### What the exercise asks
Reproduce exactly the lines below from the one containing "PR #713, opened 2024-12-11" through the one containing "Emailing portal seems to be not working.", including both, and nothing else.

### Data
========

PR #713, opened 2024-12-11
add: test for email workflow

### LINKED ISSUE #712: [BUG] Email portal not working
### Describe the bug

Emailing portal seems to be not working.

========

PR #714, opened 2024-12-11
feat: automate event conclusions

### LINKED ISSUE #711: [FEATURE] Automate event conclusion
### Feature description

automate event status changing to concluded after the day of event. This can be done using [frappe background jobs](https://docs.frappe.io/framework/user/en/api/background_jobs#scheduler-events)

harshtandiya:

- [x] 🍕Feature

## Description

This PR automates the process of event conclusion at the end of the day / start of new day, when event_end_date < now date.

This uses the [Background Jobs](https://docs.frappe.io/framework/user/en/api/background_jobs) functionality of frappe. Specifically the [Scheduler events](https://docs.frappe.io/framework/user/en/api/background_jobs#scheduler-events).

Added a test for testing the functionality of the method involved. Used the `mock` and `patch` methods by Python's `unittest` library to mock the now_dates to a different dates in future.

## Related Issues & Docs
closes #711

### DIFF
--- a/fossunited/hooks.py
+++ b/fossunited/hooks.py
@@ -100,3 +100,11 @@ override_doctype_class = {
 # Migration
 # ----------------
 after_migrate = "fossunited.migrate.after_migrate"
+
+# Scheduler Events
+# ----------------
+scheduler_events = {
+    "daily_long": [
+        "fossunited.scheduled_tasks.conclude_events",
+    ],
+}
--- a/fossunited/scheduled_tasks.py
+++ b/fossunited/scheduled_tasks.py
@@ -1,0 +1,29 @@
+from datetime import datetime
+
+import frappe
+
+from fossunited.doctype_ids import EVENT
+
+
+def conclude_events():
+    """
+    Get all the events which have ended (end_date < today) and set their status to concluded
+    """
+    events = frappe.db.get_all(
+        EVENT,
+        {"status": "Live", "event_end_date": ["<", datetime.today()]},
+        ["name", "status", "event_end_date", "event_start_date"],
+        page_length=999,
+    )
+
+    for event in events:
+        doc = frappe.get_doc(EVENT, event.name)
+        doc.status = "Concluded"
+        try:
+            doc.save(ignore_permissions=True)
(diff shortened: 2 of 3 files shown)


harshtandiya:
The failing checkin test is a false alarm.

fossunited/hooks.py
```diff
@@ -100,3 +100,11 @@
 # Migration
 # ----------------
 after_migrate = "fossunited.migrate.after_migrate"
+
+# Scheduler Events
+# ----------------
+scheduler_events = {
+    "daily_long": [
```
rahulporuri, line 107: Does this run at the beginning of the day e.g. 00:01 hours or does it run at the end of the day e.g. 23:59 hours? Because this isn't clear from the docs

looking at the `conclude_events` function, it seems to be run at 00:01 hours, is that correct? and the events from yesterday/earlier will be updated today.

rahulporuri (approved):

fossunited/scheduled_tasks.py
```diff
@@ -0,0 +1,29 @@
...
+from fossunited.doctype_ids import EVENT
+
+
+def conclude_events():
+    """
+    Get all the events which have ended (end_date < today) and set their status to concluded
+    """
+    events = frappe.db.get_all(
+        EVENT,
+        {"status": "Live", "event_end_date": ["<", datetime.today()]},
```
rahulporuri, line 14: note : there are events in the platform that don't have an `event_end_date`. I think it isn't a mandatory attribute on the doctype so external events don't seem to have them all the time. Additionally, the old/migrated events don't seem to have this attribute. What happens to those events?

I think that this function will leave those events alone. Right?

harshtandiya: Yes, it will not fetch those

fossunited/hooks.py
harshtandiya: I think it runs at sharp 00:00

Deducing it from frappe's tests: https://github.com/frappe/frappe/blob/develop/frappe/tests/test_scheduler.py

========

### Result for this exercise
PR #713, opened 2024-12-11
add: test for email workflow

### LINKED ISSUE #712: [BUG] Email portal not working
### Describe the bug

Emailing portal seems to be not working.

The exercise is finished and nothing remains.